But I would argue that most songs become better compositions when the writer focuses on the use of musical motifs. A motif is similar to a hook, but with some crucial differences.
A hook is a catchy, short melodic/rhythmic/harmonic fragment that grabs attention for itself, becoming almost something like a flag that the song waves in the air. Every time it shows up in a song it appears in pretty much the same way each time. The chorus hook (usually incorporating the song’s title) is the most common type, but anything that grabs attention and is easily remembered after one or two listens is a hook.
Even if the hook gets transposed to different pitches, it usually retains its shape and rhythm. The famous guitar riff in Cream’s “Sunshine of Your Love” gets transposed up a fourth at the midpoint of the verse, but retains all the structural characteristics of the original statement:
A motif is also usually a melodic/rhythmic/harmonic idea, but with an important difference: it serves as an “idea” that appears in different forms throughout a song. It influences the kinds of beats and rhythms the drums use, the kinds of rhythms and melodic/harmonic shapes the rhythm guitar uses, and so on. In that sense, a motif works in the background, not usually very noticeable by most listeners. Like the steel struts in a building, a motif gives strength and structure to music without being obvious about it.
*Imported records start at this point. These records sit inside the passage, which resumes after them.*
PR #1607, opened 2022-06-29
Add `robots.txt` to tell web crawlers for search engines to ignore all but `stable` & `latest` doc builds

namurphy:
In a discussion about *Stars in My Pocket Like Grains of Sand* by Samuel R. Delaney, it came up that in the mid-1990s there emerged a [standard for robot exclusion](http://www.robotstxt.org/orig.html) via a `robots.txt` file.  This file is used to tell web crawlers (spiders!) to ignore or exclude certain files from being indexed.  I occasionally get search results for version 0.1.0, and was hoping to try this out for us.  This PR copies the `robots.txt` file from Astropy, and modifies `docs/conf.py` so that it appears in the online documentation.

### DIFF
--- a/docs/robots.txt
+++ b/docs/robots.txt
@@ -1,0 +1,6 @@
+User-agent: *
+Allow: /*/latest/
+Allow: /en/latest/   # Fallback for bots that don't understand wildcards
+Allow: /*/stable/
+Allow: /en/stable/   # Fallback for bots that don't understand wildcards
+Disallow: /
--- a/docs/conf.py
+++ b/docs/conf.py
@@ -209,6 +209,8 @@ exclude_patterns = [
     "**Untitled*",
 ]
 
+html_extra_path = ["robots.txt"]
+
 # If true, `todo` and `todoList` produce output, else they produce nothing.
 todo_include_todos = False
 


docs/robots.txt
```diff
@@ -0,0 +1,6 @@
+User-agent: *
+Allow: /*/latest/
+Allow: /en/latest/   # Fallback for bots that don't understand wildcards
+Allow: /*/stable/
+Allow: /en/stable/   # Fallback for bots that don't understand wildcards
+Disallow: /
```
namurphy, line 6: Verbatim from [Astropy's `robots.txt` file](https://github.com/astropy/astropy/blob/2f4b3d2e51e22d2b4309b9cd74aa723a49cfff99/docs/robots.txt).

rocco8773 (commented):
Any idea what happens if someone searches for documentation for a specific PlasmaPy version?

---

On a parallel note, I was think we should put an admonition at the top of the documentation landing page that might say something like...

"You are on the `latest` version of the documentation which corresponds to the ongoing development on the `plamsapy` `main` branch.  If you're looking for the documentation related to the latest release of `plasmapy`, then please go to the `stable` version of the documented.  You can also find version specific documentation in the version selector in the bottom left corner of you screen."

Thoughts?

namurphy:
Just tried a search for "astropy 4.3.1 documentation", and the Astropy 4.3.1 doc page is not included in those results.  😿 

On the other hand, if I do a search for "plasmapy alfven_speed", then the first link that pops up is for version 0.1.1, which is not good.  👀 

Hm...

namurphy:
> On a parallel note, I was think we should put an admonition at the top of the documentation landing page that might say something like...
> 
> "You are on the `latest` version of the documentation which corresponds to the ongoing development on the `plamsapy` `main` branch. If you're looking for the documentation related to the latest release of `plasmapy`, then please go to the `stable` version of the documented. You can also find version specific documentation in the version selector in the bottom left corner of you screen."
> 
> Thoughts?

This sounds like a great idea to me!  Probably for 0.9.0 or 0.10.0, unless you have the capacity to do this by tomorrow.

rocco8773:
Definitely!

Do you want this PR a part of `v0.8.0`? ...Anyways, I'll approve it and you can decide what you want to do with it.

rocco8773 (approved):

In “Bridge Over Troubled Water”, you can hear a constantly descending melodic shape that, though different each time, serves to unify the entire melody. A listener will likely not notice that the melodic shape of each fragment is similar, but that shape helps glue the entire phrase together. That downward shape isn’t a hook: it’s a motif:
Why Motifs Are So Valuable
There can be no denying that a good hook can take an ordinary song and make it sound spectacular. But developing a good motif helps by integrating all the various elements of the music. In that sense, a motif acts like a kind of musical glue.
In most good songs, several different motifs are usually at play. For example, a keyboardist and rhythm guitarist may pick up on the rhythm of the lyric, and echo some of those rhythmic ideas in their own ideas.
Motifs are something that can be worked out both in the composition of the song as well as in the recording studio during the arranging of the actual musical performance. The intro may pick up on melodic shapes that will occur in the verse or chorus melody, and so the audience will hear things in the intro that will eventually become part of the melodies they’ll hear later on.
A motif does much more to glue music together and strengthen the structure than a hook. But as it does this mostly in the background, it’s not the sort of thing that audiences notice right away — or ever.
Subtlety is a wonderful thing in musical composition. And subtlety is the power of the motif.